NMDA and AMPA receptors are involved in the antidepressant-like activity of tianeptine in the forced swim test in mice.

机构信息

Department of Animal Physiology, Institute of Biology and Biochemistry, Maria Curie Skłodowska University, Akademicka 19, PL 20-033 Lublin, Poland.

出版信息

Pharmacol Rep. 2011;63(6):1526-32. doi: 10.1016/s1734-1140(11)70716-2.

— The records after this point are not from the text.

PR #567, opened 2017-08-31
Update Data Browser html file

dmitrizagidulin:
To use the new auth client.

### DIFF
--- a/config/defaults.js
+++ b/config/defaults.js
@@ -10,5 +10,6 @@ module.exports = {
   'dbPath': './.db',
   'port': 8443,
   'serverUri': 'https://localhost:8443',
-  'webid': true
+  'webid': true,
+  'dataBrowserPath': 'default'
 }
--- a/static/databrowser.html
+++ b/static/databrowser.html
@@ -5,16 +5,19 @@
     <script type="text/javascript" src="https://linkeddata.github.io/mashlib/dist/mashlib-prealpha.js"></script>
 <script>
 document.addEventListener('DOMContentLoaded', function() {
-    var UI = require('mashlib')
-    var $rdf = UI.rdf
+  var UI = Mashlib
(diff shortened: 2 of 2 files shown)


config/defaults.js
```diff
@@ -10,5 +10,6 @@ module.exports = {
   'dbPath': './.db',
   'port': 8443,
   'serverUri': 'https://localhost:8443',
-  'webid': true
+  'webid': true,
+  'dataBrowserPath': 'default'
```
RubenVerborgh: What are possible alternative values? Why isn't this `static/databrowser.html`?

RubenVerborgh:
Any steps to test?

config/defaults.js
dmitrizagidulin: Not quite sure why it was done this way. I do know that it's what activates it.

dmitrizagidulin:
To test, start up the server and request some rdf file on the server, say /settings/prefs.ttl or something. (Test on a browser that doesn't have an rdf plugin)

RubenVerborgh:
I get `Uncaught ReferenceError: Mashlib is not defined`.

dmitrizagidulin:
Ah damn, I think I forgot a git push

dmitrizagidulin:
Maybe there's a delay in propagation to github.io..

RubenVerborgh:
No change unfortunately.

dmitrizagidulin:
Found the issue - mashlib repo was still set to serve gh-pages instead of master on github.io. Should be fixed shortly..

dmitrizagidulin:
(might require a shift-refresh)

RubenVerborgh:
(BTW regarding gh-pages and master, see https://github.com/linkeddata/rdflib.js/pull/201.)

DOI:10.1016/s1734-1140(11)70716-2
PMID:22358100
Abstract

It is known that tianeptine exhibits antidepressant-like activity. Its influence on the glutamatergic system is also known, but the mechanisms involved in this activity remain to be established. The aim of this study was to investigate the involvement of the glutamate pathway in the antidepressant-like action of tianeptine. We investigated the effects of N-methyl-D-aspartate (NMDA) and α-amino-3-hydroxy-5-methyl-4-isoxazole propionate (AMPA) receptor ligands on tianeptine-induced activity in the forced swim test (FST) in mice. The antidepressant-like activity of tianeptine (30 m/kg, ip) was significantly antagonized by D-serine (100 nmol/mouse icv) and NBQX (10 mg/kg, ip). Moreover, low, ineffective doses of the glycine/NMDA site antagonist L-701,324 (1 mg/kg, ip) administered together with low, ineffective doses of tianeptine (20 mg/kg, ip) exhibited a significant reduction of immobility time in the FST. These doses of the examined agents, which did have an effect in the FST, did not alter locomotor activity. The present study indicates that the antidepressant-like activity of tianeptine in the FST involves both NMDA and AMPA receptors and suggests that the interaction between serotonergic and glutamatergic transmission may play an important role in the action of tianeptine.

摘要

已知天普汀具有抗抑郁样活性。它对谷氨酸能系统的影响也已被知晓,但该活性涉及的机制仍有待确定。本研究旨在探究谷氨酸途径在天普汀抗抑郁样作用中的参与情况。我们研究了 N-甲基-D-天冬氨酸(NMDA)和α-氨基-3-羟基-5-甲基-4-异恶唑丙酸(AMPA)受体配体对天普汀在小鼠强迫游泳试验(FST)中诱导活性的影响。天普汀(30 m/kg,ip)的抗抑郁样活性被 D-丝氨酸(100 nmol/只,icv)和 NBQX(10 mg/kg,ip)显著拮抗。此外,低、无效剂量的甘氨酸/NMDA 位点拮抗剂 L-701,324(1 mg/kg,ip)与低、无效剂量的天普汀(20 mg/kg,ip)联合给药,在 FST 中表现出显著减少不动时间。这些剂量的受试药物在 FST 中具有作用,但不改变运动活性。本研究表明,天普汀在 FST 中的抗抑郁样活性涉及 NMDA 和 AMPA 受体,并表明 5-羟色胺能和谷氨酸能传递之间的相互作用可能在天普汀的作用中发挥重要作用。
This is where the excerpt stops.